Le club suisse privilégie un retour complet pour éviter toute rechute, ce qui prive Petković d’un joueur clé dans l’axe défensif gauche. À ces absences s’ajoute celle de Youcef Atal, dont les soucis récurrents aux ligaments du genou inquiètent l’encadrement technique. L’ailier droit algérien a déjà été contraint de limiter sa charge d’entraînement et ne pourra pas être utilisé pleinement tant que sa rééducation n’est pas terminée.
Enfin, Samir Chergui, pilier du milieu défensif, souffre d’une blessure musculaire aux ischio-jambiers, compromettant sa participation aux matches amicaux de mars. L’ampleur de ces blessures oblige Petkovic à adapter ses schémas tactiques, tester des alternatives et ménager certains cadres pour éviter de nouvelles complications avant le Mondial.
Une stratégie graduelle et adaptée
Dans ce contexte, l’ordre des confrontations programmées prend tout son sens. Le Guatemala, 94ᵉ au classement FIFA, servira de mise en route douce, permettant aux joueurs revenant de blessures ou à ceux n’ayant pas enchaîné les matches de retrouver le rythme sans exposition excessive. L’Uruguay, 15ᵉ au classement, représentera ensuite une première véritable évaluation : rigueur tactique, engagement physique et précision technique seront les critères essentiels pour jauger la forme réelle des Verts à trois mois du Mondial.

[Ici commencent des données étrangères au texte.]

PR #1305, opened 2026-07-16
Parser more flexible sample type

EddieLF:
Updating the generic parser / generic metadata parser with added flexibility for sample type

- Set default sample type to 'unknown' (previously 'blood' or None)
- Allowing flexible sample type ingestion using a column in the sample file map manifest (like how sequencing type works)
- Forbid `sample_type = None` - users must either provide a populated `Sample Type` column in their manifest and set it when instantiating the parser OR set the `default_sample_type` value when instantiating the parser

### DIFF
--- a/packages/metamist/src/metamist/parser/generic_metadata_parser.py
+++ b/packages/metamist/src/metamist/parser/generic_metadata_parser.py
@@ -114,7 +114,7 @@ class GenericMetadataParser(GenericParser):
         # Default values
         default_reference_assembly_location: str | None = None,
         ora_reference_assembly_location: str | None = None,
-        default_sample_type: str | None = None,
+        default_sample_type: str | None = 'unknown',
         default_sequencing=DefaultSequencing(
             seq_type='genome', technology='short-read', platform='illumina'
         ),
@@ -277,16 +277,26 @@ class GenericMetadataParser(GenericParser):
         """Get internal cpg id from a row using get_sample_id and an api call"""
         return row.get(self.cpg_id_column, None)
 
+    def get_sample_type_from_row(self, row: SingleRow) -> str | None:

Le test face aux Pays-Bas début juin constituera un véritable baromètre de compétitivité. Dans un stade plein à Rotterdam, Petkovic pourra mesurer la solidité défensive, l’efficacité des transitions et la capacité de son équipe à absorber la pression, malgré les absences notables. Enfin, l’Italie, si elle se qualifie, offrira un dernier choc tactique et physique, idéal pour ajuster les derniers détails et préparer l’entrée dans la phase finale du tournoi mondial.
Une approche globale et prudente
La philosophie de Petkovic combine exigence physique, planification stratégique et prudence médicale. Les blessures de Belghali, Hadjam, Atal et Chergui rappellent que la gestion des cadres est cruciale : un retour précipité pourrait compromettre la saison et l’objectif mondial.
Le technicien bosnien insiste donc sur la récupération complète, la rééducation spécifique et le suivi personnalisé pour chaque joueur, tout en maintenant un rythme d’entraînement adapté aux absences et aux alternances de joueurs. La dimension psychologique est également au cœur de la préparation.
Les joueurs revenant de blessures longues doivent retrouver confiance et rythme compétitif, un processus qui nécessite patience et accompagnement. Les staff médicaux et techniques collaborent étroitement pour garantir que chaque joueur puisse retrouver ses capacités optimales au moment crucial du sprint final vers le Mondial. En somme, la préparation des Verts se veut progressive et méthodique.
L’enchaînement des matchs contre des adversaires de difficulté croissante, la gestion des blessures et le suivi individuel des joueurs clés comme Belghali, Hadjam, Atal et Chergui constituent la feuille de route de Petkovic. À moins de deux semaines du rassemblement de mars, la stratégie est claire : assurer une montée en puissance durable, protéger les joueurs fragilisés et optimiser les automatismes pour que l’Algérie aborde la Coupe du Monde 2026 dans les meilleures conditions possibles.